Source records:
PR #208, opened 2023-06-14
post-processing: removing bottleneck nanmean/max

miili:
A bottleneck is the usage of `nanmean` and `nanmax`.

This dirty quick fix is replacing those functions with fuctions from the library bottleneck (https://github.com/pydata/bottleneck).

For my usecase I sped up the inference by ~30%.

### DIFF
--- a/seisbench/models/base.py
+++ b/seisbench/models/base.py
@@ -11,6 +11,7 @@ from pathlib import Path
 from queue import PriorityQueue
 from urllib.parse import urljoin
 
+import bottleneck as bn
 import nest_asyncio
 import numpy as np
 import obspy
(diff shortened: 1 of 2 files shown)


seisbench/models/base.py
```diff
@@ -1829,6 +1830,9 @@ def _predict_buffer(self, buffer):
         finally:
             if train_mode:
                 self.train()
+        if torch.cuda.is_available():
+            torch.cuda.synchronize()
```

- **Work order**: Wherever "bottleneck" occurs in the entries above, copy the line it sits on.

- **Task answer**:
post-processing: removing bottleneck nanmean/max
A bottleneck is the usage of `nanmean` and `nanmax`.
This dirty quick fix is replacing those functions with fuctions from the library bottleneck (https://github.com/pydata/bottleneck).
+import bottleneck as bn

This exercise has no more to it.